In recent years, whoever wins in the Golden Globes often pick up the rest of the major awards right up to the Oscars. I can't remember three different people winning for one category, making the Oscar race truly wide open. It's just like what happened in last year's presidential race. We basically know who's going to be the major nominees a year before the election. It's been the same story for the most part in the major movie awards.
Who wouldn't want to be a competitive race right up to the Oscars? I was excited about whether Viola Davis could beat Meryl Streep for Best Actress last year. I would like to see a similar battle between Jessica Chastain and Jennifer Lawrence. If Lawrence wins in the SAGs, we may get that. However, Chastain may get the edge from voters who will support her as a way of supporting Kathryn Bigelow.
A similar situation could emerge in the Supporting Actor race. While Christoph Waltz earned his Golden Globe, I suspect others may support Philip Seymour Hoffman or Tommy Lee Jones instead because Django Unchained may have been too violent for them. If Hoffman or Jones wins next week, we have a race, and more interest.

While choosing the Best Movie, Actor or even Best Song in the major award shows every year may be just like how we choose a president, there's one fact that seems to prove they're not similar: we never find out how many votes each Oscar nominee received.

That may be true, but a campaign is a campaign. All that's missing is a negative ad campaign against nominees.
Then again, remember when Selma Hayek hosted Saturday Night Live? She seemed to invent negative ads so she could win in Frieda. It was a joke, of course, until it happens for real.
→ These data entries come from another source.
PR #439, opened 2020-11-16
fix channels not being reset

arnetheduck:
silly for loop..

* allow only one concurrent read
* fix mplex test race condition
* add some bufferstream eof tests

### DIFF
--- a/libp2p/muxers/mplex/lpchannel.nim
+++ b/libp2p/muxers/mplex/lpchannel.nim
@@ -88,17 +88,20 @@ proc reset*(s: LPChannel) {.async, gcsafe.} =
   s.readBuf = StreamSeq()
   s.pushedEof = true
 
-  for i in 0..<s.pushing:
+  let pushing = s.pushing # s.pushing changes while iterating
+  for i in 0..<pushing:
     # Make sure to drain any ongoing pushes - there's already at least one item
     # more in the queue already so any ongoing reads shouldn't interfere
     # Notably, popFirst is not fair - which reader/writer gets woken up depends
     discard await s.readQueue.popFirst()
 
-  if s.readQueue.len == 0 and s.pushing == 0:
-    # There is no push ongoing and nothing on the queue - let's place an
-    # EOF marker there so that any reader is woken up - we don't need to
-    # synchronize here
-    await s.readQueue.addLast(@[])
+  if s.readQueue.len == 0 and s.reading:
+    # There is an active reader - we just grabbed all pushes so we need to push
+    # an EOF marker to wake it up
+    try:
+      s.readQueue.addLastNoWait(@[])
+    except CatchableError:
+      raiseAssert "We just checked the queue is empty"
 
   if not s.conn.isClosed:
     # If the connection is still active, notify the other end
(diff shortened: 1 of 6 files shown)


libp2p/stream/bufferstream.nim
```diff
@@ -107,10 +109,14 @@ method readOnce*(s: BufferStream,
 
   if rbytes < nbytes:
     # There's space in the buffer - consume some data from the read queue
-    trace "popping readQueue", s, rbytes, nbytes
-    let buf = await s.readQueue.popFirst()
-
-    if buf.len == 0 or s.isEof: # Another task might have set EOF!
+    s.reading = true
```
dryajov, line 112: I tried adding this but it didn't seem to ever trigger, so I left it out for now.

libp2p/stream/bufferstream.nim
```diff
@@ -107,10 +109,14 @@ method readOnce*(s: BufferStream,
...
+    let buf =
+      try:
+        await s.readQueue.popFirst()
```
dryajov, line 115: try/finally potential issues here?

libp2p/muxers/mplex/lpchannel.nim
```diff
@@ -88,17 +88,20 @@ proc reset*(s: LPChannel) {.async, gcsafe.} =
   s.readBuf = StreamSeq()
   s.pushedEof = true
 
-  for i in 0..<s.pushing:
+  let pushing = s.pushing # s.pushing changes while iterating
```
dryajov, line 91: Ok, looks sound. Going to take it for a drive, hopefully this is it.

libp2p/stream/bufferstream.nim
dryajov: btw, this should be moved to `LPStream`.

arnetheduck: it didn't trigger because typically it would deadlock before, in the `reset` loop. moving it to lpstream doesn't quite make sense since each stream handles this a bit differently, ie chronosstream handles the single-reader requirement "internally" already. what we really need is to expose `reset` to nbc as well because that's what it should do when its timeout is reached - notably, the nbc timeout is different than the libp2p - libp2p restarts timer on _any_ activity while nbc counts complete chunk time

libp2p/stream/bufferstream.nim
arnetheduck: as long as it's not nested and not in a loop, it's fine

arnetheduck:
* prevent concurrent `reset` calls
* reset LPChannel when read is cancelled (since data is lost)
* ensure there's one, and one only, 0-byte readOnce on EOF
* ensure that all data is returned before EOF is returned
* keep running activity monitor for half-closed channels (or they never
get closed)

libp2p/stream/bufferstream.nim
```diff
@@ -130,6 +147,12 @@ method readOnce*(s: BufferStream,
 
   s.activity = true
 
+  # We want to return 0 exactly once - after that, we'll start raising instead -
+  # this is a bit nuts in a mixed exception / return value world, but allows the
+  # consumer of the stream to rely on the 0-byte read as a "regular" EOF marker
+  # (instead of _sometimes_ getting an exception).
```
dryajov, line 153: Not sure this is necesary? Why not just raise?

arnetheduck: consistency? zero-return is customary, also because you if you have a fully regular communication, you should not be hitting _exceptions_ - it's not an exception that a channel is closed

arnetheduck: other streams _sometimes_ return 0 as well, this is mainly giving it a stable semantic that should be implemented across the board so that it's possible to reason about code flows somehow (and not having lots of different behaviours randomly)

Update: Jennifer Lawrence did win Best Actress at the Screen Actors Guild awards last night. So we have a race come Oscar time, as we had between Viola Davis (who won in the SAGs last year) and eventual Oscar winner Meryl Streep. I still say Chastain wins at the Oscars thanks to the Best Director votes Kathryn Bigelow would have gotten. According to some, Ben Affleck also being snubbed may lead to more Best Picture votes for Argo.  For Supporting Actor, Tommy Lee Jones won, which means he may get the edge at the Oscars because Django may be too violent for some voters. The voting starts in a few days, and we'll find out who wins, and if Seth MacFarland can host a major awards show, in four weeks.